Work to complete: Which lines in the data contain the word "does"? Please copy each of them.

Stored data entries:

====

PR #19172, opened 2023-06-19
feature/a11y-aria-atomic

kamil-musialowski:
Added `aria-atomic: true` for automated test tools.

### DIFF
--- a/ts/Accessibility/Utils/Announcer.ts
+++ b/ts/Accessibility/Utils/Announcer.ts
@@ -113,7 +113,8 @@ class Announcer {
 
         attr(div, {
             'aria-hidden': false,
-            'aria-live': type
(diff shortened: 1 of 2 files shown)


oysteinmoseng (approved):
Thanks!

TorsteinHonsi:
Thanks! But... does it work? This is not part of the `AST.allowedAttributes`, so either it is filtered out, or the AST is not doing what it is supposed to do. Or something else is happening that I don't understand.

oysteinmoseng:
It does indeed work.. The code just creates a div and then uses `attr` on it directly, so perhaps the AST functionality doesn't get to shine here? Not sure if the AST is even needed for this regardless, we just want to create an HTML element.

PR #19176, opened 2023-06-19
demo/19162-wrong-timeline-docs

### LINKED ISSUE #19162: Timeline chart points default at y: 1 even when explicitly stating y value in series data
#### Expected behaviour
Timeline chart points should be defaulted to y: 0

====

Solution:
Thanks! But... does it work? This is not part of the `AST.allowedAttributes`, so either it is filtered out, or the AST is not doing what it is supposed to do. Or something else is happening that I don't understand.
It does indeed work.. The code just creates a div and then uses `attr` on it directly, so perhaps the AST functionality doesn't get to shine here? Not sure if the AST is even needed for this regardless, we just want to create an HTML element.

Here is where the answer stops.